* _How to complete this task_: Your answer should consist of each line below that contains the string "client".

* _Provided entries_:
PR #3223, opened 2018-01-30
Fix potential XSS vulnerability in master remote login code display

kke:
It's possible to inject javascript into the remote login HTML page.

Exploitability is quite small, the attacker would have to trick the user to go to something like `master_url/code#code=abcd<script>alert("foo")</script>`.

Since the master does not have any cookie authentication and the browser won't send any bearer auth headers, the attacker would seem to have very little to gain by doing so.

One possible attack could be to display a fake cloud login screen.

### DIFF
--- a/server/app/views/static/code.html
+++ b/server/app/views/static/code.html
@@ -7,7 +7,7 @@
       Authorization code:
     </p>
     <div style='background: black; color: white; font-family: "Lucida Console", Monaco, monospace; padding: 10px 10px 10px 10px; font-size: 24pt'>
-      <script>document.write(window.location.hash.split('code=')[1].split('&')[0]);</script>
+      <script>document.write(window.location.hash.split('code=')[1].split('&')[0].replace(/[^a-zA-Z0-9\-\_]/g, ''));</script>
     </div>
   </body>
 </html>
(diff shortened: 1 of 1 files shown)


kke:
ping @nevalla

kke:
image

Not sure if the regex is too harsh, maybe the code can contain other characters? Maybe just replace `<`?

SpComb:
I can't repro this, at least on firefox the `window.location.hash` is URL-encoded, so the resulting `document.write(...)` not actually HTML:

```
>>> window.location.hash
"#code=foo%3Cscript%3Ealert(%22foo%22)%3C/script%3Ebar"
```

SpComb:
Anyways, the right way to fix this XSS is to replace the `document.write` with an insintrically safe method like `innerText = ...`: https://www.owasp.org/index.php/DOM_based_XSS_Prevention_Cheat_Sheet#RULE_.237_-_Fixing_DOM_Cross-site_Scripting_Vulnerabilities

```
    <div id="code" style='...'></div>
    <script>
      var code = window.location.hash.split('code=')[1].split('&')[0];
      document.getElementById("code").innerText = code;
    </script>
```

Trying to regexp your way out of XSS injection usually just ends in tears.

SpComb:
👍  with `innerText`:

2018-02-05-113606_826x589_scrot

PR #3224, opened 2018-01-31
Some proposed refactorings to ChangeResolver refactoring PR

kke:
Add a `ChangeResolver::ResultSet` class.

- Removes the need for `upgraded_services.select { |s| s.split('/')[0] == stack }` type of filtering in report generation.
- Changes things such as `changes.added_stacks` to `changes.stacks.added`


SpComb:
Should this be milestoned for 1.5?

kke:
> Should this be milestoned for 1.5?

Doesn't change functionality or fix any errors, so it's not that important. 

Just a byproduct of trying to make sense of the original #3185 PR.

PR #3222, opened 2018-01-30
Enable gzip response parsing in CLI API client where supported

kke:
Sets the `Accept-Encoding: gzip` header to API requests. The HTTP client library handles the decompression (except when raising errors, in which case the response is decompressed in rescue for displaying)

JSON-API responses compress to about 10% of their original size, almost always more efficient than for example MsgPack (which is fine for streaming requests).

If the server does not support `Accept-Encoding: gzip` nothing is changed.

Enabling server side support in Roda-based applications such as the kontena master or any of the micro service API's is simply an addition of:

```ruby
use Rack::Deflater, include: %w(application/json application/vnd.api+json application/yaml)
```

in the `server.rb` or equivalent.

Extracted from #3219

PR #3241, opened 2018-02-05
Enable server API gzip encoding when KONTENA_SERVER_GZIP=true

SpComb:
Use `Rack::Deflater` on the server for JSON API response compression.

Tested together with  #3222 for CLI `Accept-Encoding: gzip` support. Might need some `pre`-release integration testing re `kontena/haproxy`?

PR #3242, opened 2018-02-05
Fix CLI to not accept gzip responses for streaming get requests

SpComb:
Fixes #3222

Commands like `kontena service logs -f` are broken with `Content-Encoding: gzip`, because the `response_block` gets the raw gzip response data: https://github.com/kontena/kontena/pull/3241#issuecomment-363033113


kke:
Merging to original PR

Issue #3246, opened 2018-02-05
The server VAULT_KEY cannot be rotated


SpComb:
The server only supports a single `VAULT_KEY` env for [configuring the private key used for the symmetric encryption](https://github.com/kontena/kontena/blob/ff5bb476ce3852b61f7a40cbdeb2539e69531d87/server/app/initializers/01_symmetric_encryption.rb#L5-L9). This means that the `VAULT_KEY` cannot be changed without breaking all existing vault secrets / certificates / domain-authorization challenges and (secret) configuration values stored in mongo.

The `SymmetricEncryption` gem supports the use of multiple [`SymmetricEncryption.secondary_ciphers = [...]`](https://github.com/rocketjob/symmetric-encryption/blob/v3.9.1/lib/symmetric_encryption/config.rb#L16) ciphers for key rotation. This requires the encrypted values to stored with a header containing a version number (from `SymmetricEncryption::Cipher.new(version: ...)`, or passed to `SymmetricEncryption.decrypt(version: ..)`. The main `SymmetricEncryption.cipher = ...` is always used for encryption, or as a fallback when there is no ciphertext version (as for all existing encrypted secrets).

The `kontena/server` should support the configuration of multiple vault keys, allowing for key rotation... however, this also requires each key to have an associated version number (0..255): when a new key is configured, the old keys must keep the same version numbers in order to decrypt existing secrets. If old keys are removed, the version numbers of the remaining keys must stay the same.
--
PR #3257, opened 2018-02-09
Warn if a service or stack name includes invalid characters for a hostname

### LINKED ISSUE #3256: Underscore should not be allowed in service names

* _Solution for this task_:
Enable gzip response parsing in CLI API client where supported
Sets the `Accept-Encoding: gzip` header to API requests. The HTTP client library handles the decompression (except when raising errors, in which case the response is decompressed in rescue for displaying)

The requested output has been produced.